Though Zuma and Mbeki each abandoned his membership of the SACP - in which both had served at Politburo level - in 1990, they interpreted this differently. As Gevisser continues in a reliable explanation, as Zuma "became estranged from Mbeki, he would make a point of courting the left in the ANC-SACP-COSATU alliance - and particularly the leadership of the Party, which felt marginalised by Mbeki and his new power elite." In this new conjuncture, Zuma "went out of his way to distance himself from Mbeki's departure from the Party in 1990. Attending a Party policy conference in 2000 at a time when the ANC and the SACP were barely on speaking terms, he referred to the 1990 split - the primal wound in the relationship between the two fraternal organisations - and made it clear that if some had left the Party for ideological reasons, he was not one of them. The imputation was clear: while he, Zuma, might have left the Party for strategic reasons, Mbeki did so because he had lost the faith." (p.472)

For the SACP, this declaration of continued faith in its ideological goals was a key component of a now dominant political praxis which is certain to reverse the economic policy of Mbeki, after the election in April. In the eyes of the SACP, Mbeki's own reversal of ANC economic policy in 1996, through his high-handed replacement of the ANC's previous statist economic Reconstruction and Development Policy (RDP) with the free-market policy of Growth, Employment and Redistribution (GEAR), was an act of treason, by which he earned the undying hatred of the Party.

Discussion of this "primal wound" now separating the ANC, significantly led by the SACP, from Cope - representing the nucleus of Mbeki's former government - will have to wait for a later article. It is a subject, also a very major one, unfortunately also very poorly covered in Gordin's biography.

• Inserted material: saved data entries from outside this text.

PR #3419, opened 2023-01-30
Allow custom-gc SetFinalizer and clarify KeepAlive

anuraaga:
In #3336, `SetFinalizer` was moved to common code out of GC implementations. This prevents custom-gc from trying to implement finalizers (I'd like to). There is a bit of copy-paste among GC implementations because of it, but especially with `gc_blocks` it's less than it could have been.

At the same time, this reimplements `KeepAlive` in the same way as Go - while the Go document does make a big deal about finalizers, close reading shows `ensures that the object is not freed`, which can be important with unsafe code. I don't think `KeepAlive` has a strong relation to `SetFinalizer` as is currently documented. In tinygo wasi's case, I believe this specifically means that the shadow stack slot for a variable is not reused by a different one until the call to `KeepAlive` (for non-wasi, same thing but registers?). However, I need help in knowing whether the `The compiler cannot see that alwaysFalse is always false,` note is valid for LLVM as well - intuitively for me, just `noinline` would be enough to ensure the variable is kept alive for the function call.

### DIFF
--- a/src/runtime/runtime.go
+++ b/src/runtime/runtime.go
@@ -88,13 +88,45 @@ func LockOSThread() {
 func UnlockOSThread() {
 }
 
+// Mark KeepAlive as noinline so that it is easily detectable as an intrinsic.
+//
+//go:noinline
+
+// KeepAlive marks its argument as currently reachable.
+// This ensures that the object is not freed, and its finalizer is not run,
+// before the point in the program where KeepAlive is called.
+//
+// A very simplified example showing where KeepAlive is required:
+//
+//	type File struct { d int }
+//	d, err := syscall.Open("/file/path", syscall.O_RDONLY, 0)
+//	// ... do something if err != nil ...
+//	p := &File{d}
+//	runtime.SetFinalizer(p, func(p *File) { syscall.Close(p.d) })
+//	var buf [10]byte
+//	n, err := syscall.Read(p.d, buf[:])
+//	// Ensure p is not finalized until Read returns.
+//	runtime.KeepAlive(p)
+//	// No more uses of p after this point.
+//
+// Without the KeepAlive call, the finalizer could run at the start of
+// syscall.Read, closing the file descriptor before syscall.Read makes
+// the actual system call.
+//
+// Note: KeepAlive should only be used to prevent finalizers from
+// running prematurely. In particular, when used with unsafe.Pointer,
+// the rules for valid uses of unsafe.Pointer still apply.
 func KeepAlive(x interface{}) {
-	// Unimplemented. Only required with SetFinalizer().
+	if alwaysFalse {
+		println(x)
+	}
 }
 
-func SetFinalizer(obj interface{}, finalizer interface{}) {
-	// Unimplemented.
-}
+// alwaysFalse is a boolean value that is always false.
+// The compiler cannot see that alwaysFalse is always false,
+// so it emits the test and keeps the call, giving the desired
+// escape analysis result. The test is cheaper than the call.
+var alwaysFalse bool
 
 //go:linkname godebug_setUpdate internal/godebug.setUpdate
 func godebug_setUpdate(update func(string, string)) {
--- a/src/runtime/runtime.go
+++ b/src/runtime/runtime.go
@@ -88,45 +88,10 @@ func LockOSThread() {
 func UnlockOSThread() {
 }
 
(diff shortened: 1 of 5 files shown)


src/runtime/runtime.go
```diff
@@ -88,13 +88,45 @@ func LockOSThread() {
...
 }
 
-func SetFinalizer(obj interface{}, finalizer interface{}) {
-	// Unimplemented.
-}
+// alwaysFalse is a boolean value that is always false.
+// The compiler cannot see that alwaysFalse is always false,
+// so it emits the test and keeps the call, giving the desired
+// escape analysis result. The test is cheaper than the call.
+var alwaysFalse bool
```
anuraaga: In Go, the variable is named `cgoAlwaysFalse` but I think this was just to reuse the same variable after the fact for something unrelated to cgo.

https://github.com/golang/go/blob/master/src/runtime/mfinal.go#L515

dgryski: I'm not convinced the new LTO logic will think `alwaysFalse` is potentially not always `false`.  I think we need something else here that we can ensure at the compiler level.

anuraaga: What do you think about just noinline being enough? If it seems so I could remove this stuff to prevent confusion.

anuraaga:
BTW I could implement `SetFinalizer` with bdwgc here, in case it helps to see what it may look like.

https://github.com/corazawaf/coraza-proxy-wasm/compare/main...anuraaga:setfinalizer?expand=1

Only limitation is finalizers must be `func(interface{})` since I think I would need `reflect` implemented to be able to support arbitrary funcs.

src/runtime/runtime.go
anuraaga: Went ahead and removed down to just adding go:noinline, verifying it actually does keepalive is probably quite tricky but in the meantime it can be attempted along with finalizers in custom GC.

anuraaga:
@dgryski Any other thoughts on this? Thanks!

dgryski:
My only concern is if "no inline" really is enough to convince tinygo/llvm to keep allocations alive. We might need direct compiler support.

/Cc @aykevl

anuraaga:
Not sure how hard that is, but assuming this PR doesn't make anything particularly worse, hopefully it's still possible to continue to fix forward. Mainly hoping to be able to implement a full custom GC for 0.27.0 including finalizer :)

dgryski (approved):
Fair enough.
LGTM

anuraaga:
Saw 0.27.0 update merge to release branch - just curious if this could get in for 0.27.0. Otherwise finalizer would have to wait until 0.28, not the end of the world but figured doesn't hurt to check.

dgryski:
No complaints from my end to get this into 0.27.

deadprogram:
@aykevl any other feedback before I squash/merge?

src/runtime/runtime.go
```diff
@@ -88,11 +88,8 @@ func LockOSThread() {
...
 }
 
+//go:noinline
 func KeepAlive(x interface{}) {
-	// Unimplemented. Only required with SetFinalizer().
-}
-
-func SetFinalizer(obj interface{}, finalizer interface{}) {
 	// Unimplemented.
 }
```
aykevl: `//go:noinline` doesn't do anything here, except avoid calling a no-op function. Most importantly, this does nothing to keep an object alive: LLVM will happily remove the `x` parameter because it is not used.

I think the only reliable way to implement this is either by using a volatile operation, or by calling an assembly stub (that simply returns).

aykevl (commented):
The `SetFinalizer` parts seem fine by me. But `KeepAlive` is still unimplemented with this PR, see my comment below.

src/runtime/runtime.go
anuraaga: Thanks for the hint, I went ahead and removed the inline and added a TODO based on it. Would like to dig into it in a followup

aykevl:
Thank you! I'll take a look at implementing ~SetFinalizer~ KeepAlive.
(The Windows build failed but I'm 99% sure that's not because of a bug in this PR so I merged it anyway - also, I can't see why this would fail on Windows only).

aykevl:
Implemented `KeepAlive`: https://github.com/tinygo-org/tinygo/pull/3455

One may see from the three points canvassed above, however, the meaning of ex-President Mbeki (who on this subject should know what he was writing about), when in a long letter of 8th October last year to Jacob Zuma, he referred to people who might "act in the manner of the ‘anointed personality', such as the late Kim Il-Sung determined to the people of North Korea" (see here).

No-one could know a "Kim Il-Sung" better than another former member of the Politburo. This crucial dimension, relating to the character and morality of the administration of political power, with its menacing reference to North Korea, is absent from Gordin's book, which cannot be regarded as providing an adequate analysis.